*TASK TO CARRY OUT*.
Each record below has to be printed verbatim.

*LISTED RECORDS*.

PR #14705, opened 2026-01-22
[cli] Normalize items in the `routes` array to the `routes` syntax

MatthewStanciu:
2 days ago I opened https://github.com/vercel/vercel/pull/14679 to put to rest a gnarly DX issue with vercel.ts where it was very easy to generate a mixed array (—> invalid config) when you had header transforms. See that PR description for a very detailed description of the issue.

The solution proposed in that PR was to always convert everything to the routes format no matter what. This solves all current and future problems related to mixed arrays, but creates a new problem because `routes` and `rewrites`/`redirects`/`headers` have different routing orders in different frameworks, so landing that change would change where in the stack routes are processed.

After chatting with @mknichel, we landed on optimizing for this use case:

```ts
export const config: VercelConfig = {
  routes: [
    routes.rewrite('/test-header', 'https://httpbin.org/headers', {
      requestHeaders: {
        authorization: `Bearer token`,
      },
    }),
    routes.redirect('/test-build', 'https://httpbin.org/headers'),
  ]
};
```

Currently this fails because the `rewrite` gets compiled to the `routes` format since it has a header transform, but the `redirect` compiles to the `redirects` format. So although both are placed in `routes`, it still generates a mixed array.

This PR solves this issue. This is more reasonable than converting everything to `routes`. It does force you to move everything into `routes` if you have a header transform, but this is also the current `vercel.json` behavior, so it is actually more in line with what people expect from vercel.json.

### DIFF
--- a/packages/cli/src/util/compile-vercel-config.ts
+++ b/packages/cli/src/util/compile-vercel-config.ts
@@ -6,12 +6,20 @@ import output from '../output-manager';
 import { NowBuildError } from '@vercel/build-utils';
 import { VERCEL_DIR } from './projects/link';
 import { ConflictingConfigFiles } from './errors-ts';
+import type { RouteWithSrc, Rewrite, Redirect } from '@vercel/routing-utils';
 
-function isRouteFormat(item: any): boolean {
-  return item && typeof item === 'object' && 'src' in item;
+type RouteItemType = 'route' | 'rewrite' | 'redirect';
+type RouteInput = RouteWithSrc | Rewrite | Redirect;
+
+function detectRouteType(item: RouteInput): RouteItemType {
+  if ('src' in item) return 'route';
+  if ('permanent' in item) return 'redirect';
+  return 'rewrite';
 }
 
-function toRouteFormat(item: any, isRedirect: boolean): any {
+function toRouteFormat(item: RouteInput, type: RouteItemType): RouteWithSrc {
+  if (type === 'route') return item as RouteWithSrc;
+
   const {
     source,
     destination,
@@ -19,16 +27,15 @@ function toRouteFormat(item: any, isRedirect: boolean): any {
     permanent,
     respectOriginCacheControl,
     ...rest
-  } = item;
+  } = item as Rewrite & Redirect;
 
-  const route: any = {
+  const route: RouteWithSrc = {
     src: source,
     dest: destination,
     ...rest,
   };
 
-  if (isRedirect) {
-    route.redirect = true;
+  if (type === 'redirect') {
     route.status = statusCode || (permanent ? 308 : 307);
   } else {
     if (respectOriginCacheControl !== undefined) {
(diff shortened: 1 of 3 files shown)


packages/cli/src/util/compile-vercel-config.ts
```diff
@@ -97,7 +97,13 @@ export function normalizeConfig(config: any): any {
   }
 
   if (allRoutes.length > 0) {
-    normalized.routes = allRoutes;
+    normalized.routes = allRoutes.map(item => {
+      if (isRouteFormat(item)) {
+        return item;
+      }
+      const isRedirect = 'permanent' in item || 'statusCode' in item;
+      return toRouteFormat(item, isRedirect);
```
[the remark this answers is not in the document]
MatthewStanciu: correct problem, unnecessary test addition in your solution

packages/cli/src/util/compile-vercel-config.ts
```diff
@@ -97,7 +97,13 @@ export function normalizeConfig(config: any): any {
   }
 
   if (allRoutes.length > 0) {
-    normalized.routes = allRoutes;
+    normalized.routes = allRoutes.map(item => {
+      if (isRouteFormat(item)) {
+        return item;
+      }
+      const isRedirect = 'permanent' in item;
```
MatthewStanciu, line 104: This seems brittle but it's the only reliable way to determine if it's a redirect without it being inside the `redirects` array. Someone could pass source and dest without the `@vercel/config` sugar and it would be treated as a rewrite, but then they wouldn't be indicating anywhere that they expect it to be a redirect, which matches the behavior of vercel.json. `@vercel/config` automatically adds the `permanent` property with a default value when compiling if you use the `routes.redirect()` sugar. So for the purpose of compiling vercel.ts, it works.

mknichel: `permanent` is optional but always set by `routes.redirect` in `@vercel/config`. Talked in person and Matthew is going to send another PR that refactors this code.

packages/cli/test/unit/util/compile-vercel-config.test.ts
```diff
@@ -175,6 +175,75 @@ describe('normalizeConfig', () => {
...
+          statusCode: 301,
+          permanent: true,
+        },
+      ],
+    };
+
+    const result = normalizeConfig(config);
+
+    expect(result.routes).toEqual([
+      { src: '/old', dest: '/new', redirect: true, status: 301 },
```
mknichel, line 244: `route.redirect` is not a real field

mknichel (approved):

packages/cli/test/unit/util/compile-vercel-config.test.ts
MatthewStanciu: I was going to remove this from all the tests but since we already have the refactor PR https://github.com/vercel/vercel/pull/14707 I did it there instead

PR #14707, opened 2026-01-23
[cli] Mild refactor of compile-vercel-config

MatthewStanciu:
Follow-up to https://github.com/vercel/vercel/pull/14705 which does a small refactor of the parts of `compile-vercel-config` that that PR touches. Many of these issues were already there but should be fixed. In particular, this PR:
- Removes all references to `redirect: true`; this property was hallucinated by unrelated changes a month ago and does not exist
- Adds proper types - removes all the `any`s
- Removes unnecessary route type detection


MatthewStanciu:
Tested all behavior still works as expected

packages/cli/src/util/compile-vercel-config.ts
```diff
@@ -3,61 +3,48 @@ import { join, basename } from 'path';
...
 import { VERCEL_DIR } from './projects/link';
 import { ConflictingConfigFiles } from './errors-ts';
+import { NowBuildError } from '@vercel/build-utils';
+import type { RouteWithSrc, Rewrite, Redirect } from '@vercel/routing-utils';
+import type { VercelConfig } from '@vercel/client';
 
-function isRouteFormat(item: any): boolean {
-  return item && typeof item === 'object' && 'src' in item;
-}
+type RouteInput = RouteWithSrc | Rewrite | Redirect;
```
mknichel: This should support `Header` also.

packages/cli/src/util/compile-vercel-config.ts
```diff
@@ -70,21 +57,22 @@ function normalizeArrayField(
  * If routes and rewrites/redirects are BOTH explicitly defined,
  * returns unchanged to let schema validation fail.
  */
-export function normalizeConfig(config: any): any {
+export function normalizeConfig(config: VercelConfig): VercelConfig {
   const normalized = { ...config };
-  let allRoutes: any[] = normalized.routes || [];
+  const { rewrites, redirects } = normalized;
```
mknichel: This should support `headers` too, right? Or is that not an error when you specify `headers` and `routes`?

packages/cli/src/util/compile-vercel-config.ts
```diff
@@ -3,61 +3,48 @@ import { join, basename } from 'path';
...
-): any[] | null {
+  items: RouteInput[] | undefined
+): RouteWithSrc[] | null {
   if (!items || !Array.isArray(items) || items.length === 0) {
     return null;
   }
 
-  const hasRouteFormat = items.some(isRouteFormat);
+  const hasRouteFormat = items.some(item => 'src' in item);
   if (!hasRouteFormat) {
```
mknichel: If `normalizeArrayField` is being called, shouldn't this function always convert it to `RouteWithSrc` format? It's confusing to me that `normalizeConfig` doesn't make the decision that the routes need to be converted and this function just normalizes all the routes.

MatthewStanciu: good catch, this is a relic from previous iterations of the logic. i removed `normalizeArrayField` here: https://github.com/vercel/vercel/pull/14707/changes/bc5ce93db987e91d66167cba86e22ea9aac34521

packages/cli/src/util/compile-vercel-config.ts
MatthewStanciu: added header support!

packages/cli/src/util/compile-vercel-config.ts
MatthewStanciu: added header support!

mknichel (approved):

*RESPONSE TO THIS TASK*.
PR #14705, opened 2026-01-22
[cli] Normalize items in the `routes` array to the `routes` syntax

MatthewStanciu:
2 days ago I opened https://github.com/vercel/vercel/pull/14679 to put to rest a gnarly DX issue with vercel.ts where it was very easy to generate a mixed array (—> invalid config) when you had header transforms. See that PR description for a very detailed description of the issue.

The solution proposed in that PR was to always convert everything to the routes format no matter what. This solves all current and future problems related to mixed arrays, but creates a new problem because `routes` and `rewrites`/`redirects`/`headers` have different routing orders in different frameworks, so landing that change would change where in the stack routes are processed.

After chatting with @mknichel, we landed on optimizing for this use case:

```ts
export const config: VercelConfig = {
  routes: [
    routes.rewrite('/test-header', 'https://httpbin.org/headers', {
      requestHeaders: {
        authorization: `Bearer token`,
      },
    }),
    routes.redirect('/test-build', 'https://httpbin.org/headers'),
  ]
};
```

Currently this fails because the `rewrite` gets compiled to the `routes` format since it has a header transform, but the `redirect` compiles to the `redirects` format. So although both are placed in `routes`, it still generates a mixed array.

This PR solves this issue. This is more reasonable than converting everything to `routes`. It does force you to move everything into `routes` if you have a header transform, but this is also the current `vercel.json` behavior, so it is actually more in line with what people expect from vercel.json.

### DIFF
--- a/packages/cli/src/util/compile-vercel-config.ts
+++ b/packages/cli/src/util/compile-vercel-config.ts
@@ -6,12 +6,20 @@ import output from '../output-manager';
 import { NowBuildError } from '@vercel/build-utils';
 import { VERCEL_DIR } from './projects/link';
 import { ConflictingConfigFiles } from './errors-ts';
+import type { RouteWithSrc, Rewrite, Redirect } from '@vercel/routing-utils';
 
-function isRouteFormat(item: any): boolean {
-  return item && typeof item === 'object' && 'src' in item;
+type RouteItemType = 'route' | 'rewrite' | 'redirect';
+type RouteInput = RouteWithSrc | Rewrite | Redirect;
+
+function detectRouteType(item: RouteInput): RouteItemType {
+  if ('src' in item) return 'route';
+  if ('permanent' in item) return 'redirect';
+  return 'rewrite';
 }
 
-function toRouteFormat(item: any, isRedirect: boolean): any {
+function toRouteFormat(item: RouteInput, type: RouteItemType): RouteWithSrc {
+  if (type === 'route') return item as RouteWithSrc;
+
   const {
     source,
     destination,
@@ -19,16 +27,15 @@ function toRouteFormat(item: any, isRedirect: boolean): any {
     permanent,
     respectOriginCacheControl,
     ...rest
-  } = item;
+  } = item as Rewrite & Redirect;
 
-  const route: any = {
+  const route: RouteWithSrc = {
     src: source,
     dest: destination,
     ...rest,
   };
 
-  if (isRedirect) {
-    route.redirect = true;
+  if (type === 'redirect') {
     route.status = statusCode || (permanent ? 308 : 307);
   } else {
     if (respectOriginCacheControl !== undefined) {
(diff shortened: 1 of 3 files shown)


packages/cli/src/util/compile-vercel-config.ts
```diff
@@ -97,7 +97,13 @@ export function normalizeConfig(config: any): any {
   }
 
   if (allRoutes.length > 0) {
-    normalized.routes = allRoutes;
+    normalized.routes = allRoutes.map(item => {
+      if (isRouteFormat(item)) {
+        return item;
+      }
+      const isRedirect = 'permanent' in item || 'statusCode' in item;
+      return toRouteFormat(item, isRedirect);
```
[the remark this answers is not in the document]
MatthewStanciu: correct problem, unnecessary test addition in your solution

packages/cli/src/util/compile-vercel-config.ts
```diff
@@ -97,7 +97,13 @@ export function normalizeConfig(config: any): any {
   }
 
   if (allRoutes.length > 0) {
-    normalized.routes = allRoutes;
+    normalized.routes = allRoutes.map(item => {
+      if (isRouteFormat(item)) {
+        return item;
+      }
+      const isRedirect = 'permanent' in item;
```
MatthewStanciu, line 104: This seems brittle but it's the only reliable way to determine if it's a redirect without it being inside the `redirects` array. Someone could pass source and dest without the `@vercel/config` sugar and it would be treated as a rewrite, but then they wouldn't be indicating anywhere that they expect it to be a redirect, which matches the behavior of vercel.json. `@vercel/config` automatically adds the `permanent` property with a default value when compiling if you use the `routes.redirect()` sugar. So for the purpose of compiling vercel.ts, it works.

mknichel: `permanent` is optional but always set by `routes.redirect` in `@vercel/config`. Talked in person and Matthew is going to send another PR that refactors this code.

packages/cli/test/unit/util/compile-vercel-config.test.ts
```diff
@@ -175,6 +175,75 @@ describe('normalizeConfig', () => {
...
+          statusCode: 301,
+          permanent: true,
+        },
+      ],
+    };
+
+    const result = normalizeConfig(config);
+
+    expect(result.routes).toEqual([
+      { src: '/old', dest: '/new', redirect: true, status: 301 },
```
mknichel, line 244: `route.redirect` is not a real field

mknichel (approved):

packages/cli/test/unit/util/compile-vercel-config.test.ts
MatthewStanciu: I was going to remove this from all the tests but since we already have the refactor PR https://github.com/vercel/vercel/pull/14707 I did it there instead

PR #14707, opened 2026-01-23
[cli] Mild refactor of compile-vercel-config

MatthewStanciu:
Follow-up to https://github.com/vercel/vercel/pull/14705 which does a small refactor of the parts of `compile-vercel-config` that that PR touches. Many of these issues were already there but should be fixed. In particular, this PR:
- Removes all references to `redirect: true`; this property was hallucinated by unrelated changes a month ago and does not exist
- Adds proper types - removes all the `any`s
- Removes unnecessary route type detection


MatthewStanciu:
Tested all behavior still works as expected

packages/cli/src/util/compile-vercel-config.ts
```diff
@@ -3,61 +3,48 @@ import { join, basename } from 'path';
...
 import { VERCEL_DIR } from './projects/link';
 import { ConflictingConfigFiles } from './errors-ts';
+import { NowBuildError } from '@vercel/build-utils';
+import type { RouteWithSrc, Rewrite, Redirect } from '@vercel/routing-utils';
+import type { VercelConfig } from '@vercel/client';
 
-function isRouteFormat(item: any): boolean {
-  return item && typeof item === 'object' && 'src' in item;
-}
+type RouteInput = RouteWithSrc | Rewrite | Redirect;
```
mknichel: This should support `Header` also.

packages/cli/src/util/compile-vercel-config.ts
```diff
@@ -70,21 +57,22 @@ function normalizeArrayField(
  * If routes and rewrites/redirects are BOTH explicitly defined,
  * returns unchanged to let schema validation fail.
  */
-export function normalizeConfig(config: any): any {
+export function normalizeConfig(config: VercelConfig): VercelConfig {
   const normalized = { ...config };
-  let allRoutes: any[] = normalized.routes || [];
+  const { rewrites, redirects } = normalized;
```
mknichel: This should support `headers` too, right? Or is that not an error when you specify `headers` and `routes`?

packages/cli/src/util/compile-vercel-config.ts
```diff
@@ -3,61 +3,48 @@ import { join, basename } from 'path';
...
-): any[] | null {
+  items: RouteInput[] | undefined
+): RouteWithSrc[] | null {
   if (!items || !Array.isArray(items) || items.length === 0) {
     return null;
   }
 
-  const hasRouteFormat = items.some(isRouteFormat);
+  const hasRouteFormat = items.some(item => 'src' in item);
   if (!hasRouteFormat) {
```
mknichel: If `normalizeArrayField` is being called, shouldn't this function always convert it to `RouteWithSrc` format? It's confusing to me that `normalizeConfig` doesn't make the decision that the routes need to be converted and this function just normalizes all the routes.

MatthewStanciu: good catch, this is a relic from previous iterations of the logic. i removed `normalizeArrayField` here: https://github.com/vercel/vercel/pull/14707/changes/bc5ce93db987e91d66167cba86e22ea9aac34521

packages/cli/src/util/compile-vercel-config.ts
MatthewStanciu: added header support!

packages/cli/src/util/compile-vercel-config.ts
MatthewStanciu: added header support!

mknichel (approved):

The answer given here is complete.